Абу Софиан поворачивается к крикнувшему, но не может отыскать его в толпе. Он думает о том, что узнал в Дамаске и Хамзе, и смеется: «Здесь кто-то путает христианских монахов с евнухами при византийском дворе!»
Издевательский смех. «Послушайте меня, послушайте меня, — кричит толстый египтянин, — я был в гостях в монастыре в Антиохии…» Он не может продолжать, так как в тот же момент из-за угла глиняной стены бодрой рысью выезжает некто верхом на осле. Христианин ли он тоже или из какой-нибудь другой секты? Едва заметил его епископ, и сразу же его лицо исказилось гневом.
— Христос — настоящий Бог и настоящий человек! — летит его голос навстречу вновь прибывшему.
— Божественная и человеческая природа смешаны, как вода и вино! — прокукарекал сидящий на осле.
— Если верить твоим словам, то Христос не был бы ни Богом, ни человеком!

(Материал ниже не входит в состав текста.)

PR #3079, opened 2023-04-06
Severly limit number of missing packages to check

johnbintz-tidelift:
I used the Libraries.io API locally to filter packages so that we don't have to process as many entries on the server itself. This should massively cut down on the time needed to perform this check.

* Add more verbose logging since we have fewer entries now


kjmahalingam:
Could you describe on what condition you filtered the entries locally, just for context? Otherwise makes sense and will approve!

johnbintz-tidelift:
I requested information on multiple packages at a time from Libraries. The endpoint I was using returns either package data if it exists, or `nil` if it does not. I tracked which packages had data returned for them and which did not, and put the ones that did not into the new, shorter list.

jhan217 (approved):

PR #3089, opened 2023-04-12
Ignore GitHub hooks where the "sender" field is nil

tiegz:
Occasionally we receive GH hook events like "push" where the "sender" field is missing, e.g. for PR merges it seems. The docs [say](https://docs.github.com/en/webhooks-and-events/webhooks/webhook-events-and-payloads#push) that "sender" is optional for these events, and we don't update the Repository unless we find the "sender"'s GH token anyway, so we can ignore these. 

Fixes https://app.bugsnag.com/tidelift/libraries-dot-io/errors/63e7fef4e6b45a000baf7d20

### DIFF
--- a/app/services/github_hook_handler.rb
+++ b/app/services/github_hook_handler.rb
@@ -14,7 +14,7 @@ class GithubHookHandler
     when "issue_comment", "issues", "pull_request"
       return nil # noop
     when "push"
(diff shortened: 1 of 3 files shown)


kjmahalingam (approved):
LGTM!

PR #3092, opened 2023-04-13
Add detection for when a NuGet package is unlisted and mark it deprecated

macowie:
https://app.shortcut.com/tidelift/story/30844/recognize-when-nuget-packages-are-deprecated

Rolling back the changes when unlisted, sounds like we want to handle those a different way, but this keeps the fleshed out tests and cassettes for coming back to this.


app/models/package_manager/nu_get.rb
```diff
@@ -29,14 +29,27 @@ def self.install_instructions(db_project, version = nil)
...
+
+      if is_deprecated
+        message = catalog_entry.dig("deprecation", "message") || "unlisted"
+        # alternate_package is not currently stored in DB but I wanted to record it because it seems useful
+        alternate_package = catalog_entry.dig("deprecation", "alternatePackage", "id")
+
+        {
+          is_deprecated: true,
+          message: message,
+          alternate_package: alternate_package,
```
johnbintz-tidelift, line 44: Do any of the packages in the tests below have an alternative package? If so, can you update the tests to show that this data gathering is working?

macowie: Not sure, but that would be good to add!

kjmahalingam (approved):

PR #530, opened 2019-05-31
Add sample rate and format conversion for optimal latency

philburk:
Add sample rate, format and channel count conversion to Oboe.

This allows various an app to request specific formats, sample rates or channel configurations and still get a low latency stream.


dturner:
From today's meeting. We should test: 

- On a variety of real devices (e.g. open a stream with unspecified sample rate, then open a stream with a different sample rate to the one we got, then check that resampling works)
- Test the resampler on low end device / legacy stream to ensure it's performant - no glitches

Diljeet:
Hello everyone, i would like to contribute a simple script for resampler
I am not an expert audio dsp programmer, so you must test it before using
I have a synthesizer and a dj app in playstore and i use this resampler algorithm in both my apps.
Normally sinc resampling is heavy duty task, but this algo is by far the quickest for me and it produces identical quality results.

Code: 4 point resampler using pre-computed coefficients
let "samples" be array of 4 samples
outSample be the resampled sample calculated from the 4 samples
coeffs be array of 4 coefficients

in every resampling, we calculate a point between 2 know samples and a percent is needed i.e. percent of the sample location between the two know samples.

so calculations are like this
```
float coeffs[4]; // coefficients
float samplePercent; // percent between the two know samples 0 to 1.0
float samples[4] = {0.5f, 1.0f, 0.25f, -0.5f}; // temporary samples array for example
float outSample;
void calculateCoeffs (float percent) {
    float xpow1 = percent;
    float xpow2 = xpow1 * xpow1;
    float xpow3 = xpow2 * xpow1;

    coeffs[0] = -0.5f * xpow3 + xpow2 - 0.5f * xpow1;
    coeffs[1] = 1.5f * xpow3 - 2.5f * xpow2 + 1.0f;
    coeffs[2] =-1.5f * xpow3 + 2.0f * xpow2 + 0.5f * xpow1;
    coeffs[3] = 0.5f * xpow3 - 0.5f * xpow2;
}
void main() { // main execution for temporary example
  float percent = 0.248f; // calculated during resampling in all algorithms
  calculateCoeffs(percent);
  outSample = samples[0] * coeffs[0] + samples[1] * coeffs[1] + samples[2] * coeffs[2] + samples[3] * coeffs[3];
// print the out sample
// use this algo with a full array, i resampled only a single sample
// i hope this is simple enough
}
```
Please try it once, i just want to help make oboe better.
Please notify me about the results.

include/oboe/AudioStreamBase.h
```diff
@@ -125,6 +125,27 @@ class AudioStreamBase {
      */
     SessionId getSessionId() const { return mSessionId; }
 
+    /**
+     * @return true if Oboe can convert channel counts to achieve optimal results.
+     */
+    bool isChannelConversionAllowed()const {
```
dturner: nit: space before `const`

philburk:
@Diljeet - thanks for the suggestion. That is code for a cubic spline interpolation.
https://www.maximalsound.com/mastering/interpolation%20methods.pdf

We were thinking of adding a polynomial interpolation as an option when upsampling. Unfortunately it does not provide the low pass filtering needed when downsampling.

Diljeet:
> 
> 
> @Diljeet - thanks for the suggestion. That is code for a cubic spline interpolation.
> https://www.maximalsound.com/mastering/interpolation%20methods.pdf
> 
> We were thinking of adding a polynomial interpolation as an option when upsampling. Unfortunately it does not provide the low pass filtering needed when downsampling.

Thank you sir, you are awesome (you are right, it is cubic interpolation).
I never thought that low pass filtering was that much important, yes i have read that downsampling is more tricky and needs low-pass filtering (but i don't know how to do that), once it will be implemented in oboe then i will study the code and will learn how to do it. Thanks for all the help, oboe and you guys are the best.

dturner:
Copying, and adding to, the TODOs in `AudioProcessorBase.h`: 

- Move the classes in `AudioProcessorBase.h` into separate files, this also avoids the need to forward declare `AudioPort` and `AudioFloatInputPort`
- Remove "Audio" prefix from class names. 
- After doing the above rename classes to make them more succinct. Some suggestions: `FloatBufferPort` -> `BufferPort`, `FloatOutputPort` -> `OutputPort`, `FloatInputPort` -> `InputPort`, `Filter`->`Processor`
- Review use of raw pointers for `connect()`. Maybe use smart pointers but need to avoid run-time deallocation in audio thread.

philburk:
I tested the resampler doing 44100 to 48000 Hz on An Asus Zen Go Phone running 8.1.
Even on the "Best" quality, it only took 2-3% of the CPU.

PR #531, opened 2019-05-31
Add support to easily use unique pointers for AudioStream

atneya:
Added a ManagedStream typedef which is an alias for a unique ptr of AudioStream with a custom destructor that closes the stream.

This allows for easy creation of a ManagedStream object, that can be modified with reset semantics, safely closing and deleting the old stream object.

Additionally, the ManagedStream is automatic, and when the enclosing class goes out of scope, it is safely deleted, preventing memory leaks and the necessity of overriding the enclosing class' destructor to close the stream.

### DIFF
--- a/include/oboe/AudioStream.h
+++ b/include/oboe/AudioStream.h
@@ -456,7 +456,10 @@ private:
     std::atomic<bool>    mDataCallbackEnabled{};
 
 };
-
+/**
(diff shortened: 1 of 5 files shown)


atneya:
Deleting this PR/branch in favor of issue-529_new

— Если бы было так, так ты думаешь, Христоса было бы два!
— День, ночь и Бога беру я в свидетели собственных слов!
— А я клянусь морем и светом человеческого разума…
— Разума, который не больше разума твоего осла!

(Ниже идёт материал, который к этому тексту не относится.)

PR #532, opened 2019-06-03
[samples/MegaDrone] Move ownership of AudioEngine into Java

dturner:
Avoids having a raw pointer which requires manual deletion.

### DIFF
--- a/samples/MegaDrone/src/main/cpp/native-lib.cpp
+++ b/samples/MegaDrone/src/main/cpp/native-lib.cpp
@@ -20,7 +20,7 @@
 
 #include "AudioEngine.h"
 
-AudioEngine *engine;
+std::unique_ptr<AudioEngine> engine;
 
 std::vector<int> convertJavaArrayToVector(JNIEnv *env, jintArray intArray){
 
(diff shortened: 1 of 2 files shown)


atneya:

— А ты знаешь о мире не больше того, что можешь увидеть с горба своего верблюда!
— Дальше, — издевались арабы, смеясь, — дальше, братья по христианской любви!
Один остряк, так что не заметили оба седока, прикрепил пальмовую нить за ошейник глупого животного, а другой конец привязал к седлу верблюда. «Это чтобы вы не потеряли друг друга в такой толпе!» — издевается он.

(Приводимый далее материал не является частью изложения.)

PR #533, opened 2019-06-03
Adding ManagedStream type

atneya:
Adding easy support for uniqueptrs of AudioStreams via a ManagedStream type. This type has a custom deleter which closes the AudioStream to safely delete it. ManagedStream can be treated as a generic object, with AudioStreamBuilder safely repopulating a ManagedStream with the openManagedStream method. (This assumes close() is thread safe/safe to repeat).

Also refactoring Hello-Oboe to use this type. (This assumes onErrorAfterClose is safe).

### DIFF
--- a/include/oboe/AudioStream.h
+++ b/include/oboe/AudioStream.h
@@ -461,7 +461,7 @@ private:
  * This struct is a stateless functor which closes a audiostream prior to its deletion.
  * This means it can be used to safely delete a smart pointer referring to an open stream.
  */
-    struct streamDeleterFunctor {
+    struct StreamDeleterFunctor {
         void operator()(AudioStream  *audioStream) {
             if (audioStream) {
                 audioStream->close();
--- a/include/oboe/AudioStream.h
+++ b/include/oboe/AudioStream.h
@@ -457,6 +457,18 @@ private:
 
 };
 
+/**
+ * This struct is a stateless functor which closes a audiostream prior to its deletion.
+ * This means it can be used to safely delete a smart pointer referring to an open stream.
+ */
+    struct streamDeleterFunctor {
+        void operator()(AudioStream  *audioStream) {
+            if (audioStream) {
+                audioStream->close();
+            }
+            delete audioStream;
+        }
+    };
 } // namespace oboe
 
 #endif /* OBOE_STREAM_H_ */
--- a/include/oboe/AudioStreamBuilder.h
+++ b/include/oboe/AudioStreamBuilder.h
@@ -22,6 +22,9 @@
 
 namespace oboe {
 
+    // This depends on AudioStream, so we use forward declaration, it will close and delete the stream
+    struct streamDeleterFunctor;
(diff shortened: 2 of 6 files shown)


atneya:
We should add documentation that a reference to a ManagedStream should not be passed by reference between multiple threads (as typical of unique ptrs), as this makes deleting it unsafe.

include/oboe/AudioStream.h
```diff
@@ -457,6 +457,18 @@ class AudioStream : public AudioStreamBase {
 
 };
 
+/**
+ * This struct is a stateless functor which closes a audiostream prior to its deletion.
+ * This means it can be used to safely delete a smart pointer referring to an open stream.
+ */
+    struct streamDeleterFunctor {
```
philburk: Capitalize Stream

include/oboe/AudioStreamBuilder.h
```diff
@@ -324,6 +327,18 @@ class AudioStreamBuilder : public AudioStreamBase {
      */
     Result openStream(AudioStream **stream);
 
+    /**
+     * Create and open a ManagedStream object based on the current builder state.
+     *
+     * The caller must create a unique ptr, and pass by reference so it can be
+     * modified to point to an opened stream. The caller owns the unique ptr,
+     * and it will be automatically closed and cleaned up upon going out of scope.
```
philburk: "cleaned up upon" is hard to read.
Maybe "deleted when".

samples/hello-oboe/src/main/cpp/PlayAudioEngine.cpp
```diff
@@ -223,7 +206,6 @@ void PlayAudioEngine::onErrorAfterClose(oboe::AudioStream *oboeStream, oboe::Res
 
 void PlayAudioEngine::restartStream(oboe::AudioStreamBuilder *builder) {
     LOGI("Restarting stream");
-    closeOutputStream();
     createPlaybackStream(builder);
```
philburk: We still want to delete the old stream before we create the new stream because the new stream may need exclusive resources held by the old stream.

src/common/AudioStream.cpp
```diff
@@ -167,4 +167,11 @@ void AudioStream::launchStopThread() {
     t.detach();
 }
 
+Result AudioStreamBuilder::openManagedStream(oboe::ManagedStream &stream) {
```
philburk: Move to AudioStreamBuilder.cpp

atneya:
Also important to note, this relies on `close()` and `~AudioStream()` and methods which override it to not throw Exceptions and be generally safe.

samples/hello-oboe/src/main/cpp/PlayAudioEngine.cpp
atneya: This is taken care of in the `AudioStreamBuilder::openManagedStream` method.

atneya:
Addressed prev comments.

Оба возбужденно спорившие не слушали его.
Полный отвращения Абу Софиан отвернулся. Причина спора ему непонятна, и на то, что их пророк Христос, в которого верили эти люди, был Богом, человеком или двумя сразу, ему было наплевать. Если бы только у них не хватало дерзости заявлять, что христианская вера в корне изменит человечество! Неужели этого не видно? Спор и ненависть остались везде те же самые, независимо от того, одному или сотне богам поклонялись люди. Или, как сам Абу Софиан, ничему.
Омаяд прошел мимо торговцев верблюдами и подошел к маленькому, устланному матами помосту, на котором могли находиться только богатые купцы.
Здесь сидел иудейский торговец зерном Бен Самвил из Чаивара и продавал пшеницу, которая долго не убиралась. Возможно, она еще ни разу не была посеяна.
Язычнику. Лахабу наконец удалось продать свой испорченный шелк египтянину, и то, что греческий торговец фруктами Апполодор, несмотря на христианскую веру, не остался в убытке при покупке фиников, в этом можно поклясться всеми богами, которые только есть…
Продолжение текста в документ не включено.